Como havia dormido daquele jeito, de janelas abertas, acordei as cinco junto com os primeiros raios de sol. Os raios de sol das férias. Os raios de sol que fariam muitas pessoas sorrirem, mas que me fizeram bufar. Começaria hoje, daqui a quatro horas, a ensinar para crianças. Meu estômago revirou por um segundo e eu me levantei. Estava sem fome, mas após sair do banheiro comi minha tigela de cereal matinal com leite. Arrumei-me e me joguei no sofá, esperando o tempo passar.
E ele passou bem rápido. Em um piscar de olhos eu já estava atrasado para a aula. Levantei-me e corri para a moto, acelerando-a e pegando um atalho até a escola. Sim, eu estava ansioso. Na verdade, apreensivo. Mais como ficam os condenados à morte caminhando pela milha verde. É, era assim que eu sentia. Tentando adiantar o inevitável para que acabasse logo.
Demorou certo tempo para achar a escola, ela localizava-se mais para o meio rural da cidade, o que era estranho. Era um belo lugar, todo pintado de branco com o nome escrito em diversas cores na parede principal. Parei no estacionamento, a escola aparentava calma. Aquela calma que os tubarões têm antes de destroçar suas vítimas. Desliguei a moto, peguei meu capacete e me encaminhei à secretaria. Na verdade, era um hexágono de tijolos no meio do pátio e com uma placa dizendo que era ali a secretaria.

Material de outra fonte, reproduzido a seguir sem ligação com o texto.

PR #7782, opened 2026-09-19
RF: Move movie writing classes to `movietools` from `camera`

mdcutone:
PR moves the movie writer classes from the camera module to movietools. They're general purpose for writing image frames to file asynchronously and can be used in other parts of PsychoPy without needing to import the camera module to access them.


mdcutone:
Needed to catch the OpenCV version on MacOS since there is a bug in the current package which makes it not ship with the necessary extensions built-in. See: https://github.com/opencv/opencv-python/issues/1156

PR #7790, opened 2026-09-21
PKG: Set `requires-python` to include Python 3.14.X

mdcutone:
Adds Python 3.14+ as a supported Python version. Allows for UV installs to work on that platform


peircej:
Could you also set 
```
ffpyplayer; python_version < "3.14",
```
since they haven't added support for 3.14

and remove moviepy entirely, since they're now requiring a version of pillow that raises security flags

PR #7794, opened 2026-09-21
RF: Rework of display sync on MacOS

mdcutone:
This PR reworks the DisplayLink logic for synchronizing buffer flips with actual screen refreshes. It is not possible to eliminate the frame lag entirely, however these changes improve stability. I also added a change that has `getFutureFlipTime` report the authoritative timestamp from the system when a frame will appear next on screen. So you can now synchronize audio, cameras, etc. with that timestamp to get precise multi-modal synchronization


mdcutone:
@peircej I'll let you test this one out at the Notts office with a photodiode before pulling it in.

peircej:
@claude review

peircej:
testing out Claude's reviews on this one

mdcutone:
Applied the suggestion made by the agent. However, I needed something more robust since framerate is unbound after timeouts. This would affect experiments that rely on frame counting for timing. Added software pacing to keep framerates consistent during those periods until the DisplayLink is reacquired

Issue #72, opened 2014-02-22
Use sane defaults in config.php


dionyziz:

dionyziz:
config-local.php should only need to specify the keys it wants to make different from the default config.php file. config.php should have some reasonable defaults. The different keys in config-local.php should then be merged into config.php when config-local is loaded. config-local can look like this:

```
return [
    'development' => [
        'db' => [
            'username' => 'endofcodes',
            'password' => 'secret'
        ]
    ]
]
```

This means that the 'testing' environment will be completely copied from config.php, every section outside of 'db' will be identical to 'config' (e.g. `$config[ 'base' ]` will be set from config.php), and, in the db section, only the username and password keys will be overridden, meaning for example that the `host` key will remain the same.

PR #140, opened 2014-03-11
Use sane defaults on config.php

vitsalis:


vitsalis:
Fixes #72

config/config.php
```diff
@@ -1,69 +1,66 @@
...
-            ]
-        ];
-        return $config;
-    }
+            'files' => [
+                'avatar_extentions' => [ 'jpg', 'png', 'jpeg' ],
+                'flag_extention' => 'png'
+            ],
+            'paths' => [
+                'avatar_path' => 'sample_path',
```
dionyziz: Use a better default

config/config.php
```diff
@@ -1,69 +1,66 @@
...
+                'user' => 'travis',
+                'pass' => '',
+                'dbname' => 'endofcodes_test'
+            ],
+            'files' => [
+                'avatar_extentions' => [ 'jpg', 'png', 'jpeg' ],
+                'flag_extention' => 'png'
+            ],
+            'paths' => [
+                'avatar_path' => 'sample_path',
```
dionyziz: Use a better defaut; "avatars"?

config/config.php
```diff
@@ -1,69 +1,66 @@
...
-                'email' => 'team@endofcodes.com',
-                'base' => 'http://localhost/endofcodes/',
-                'root' => '/var/www/endofcodes/'
+    return [
+        'development' => [
+            'db' => [
+                'host' => 'sample_host',
+                'user' => 'sample_user',
+                'pass' => 'sample_pass',
+                'dbname' => 'sample_dbname'
```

Entrei sem bater, já que a porta estava aberta. Havia uma atendente com cara de Chacrete aposentada. Contive meu riso perante a figura parada nos anos sessenta e apresentei-me.
-Sou...
-Carlos Pimentel, eu sei, o menino gênio e a próxima vítima, ok, assine aqui. Aqui. Aqui. E aqui. Isso, bom garoto, sua sala é a 43, tome seu horário e não desperdice meu tempo. Tchauzinho. – Foi como falar com o Furacão Katrina. Ela me passou uma folha em que eu assinei rapidamente várias vezes e em seguida me enxotou da sala com um papel de horários de aulas. Em menos de três minutos estava do lado de fora, no frio, olhando o papel em minhas mãos.
Enquanto andava devagar, olhava o horário. Era estranho, eu devia dar aulas até de Educação Física! Eu nunca fui bom naquilo! Eu tinha sorte de não ter isso na faculdade. Respirei fundo e fui para a sala 43, sentando-me à mesa, esperando pela hora do sinal.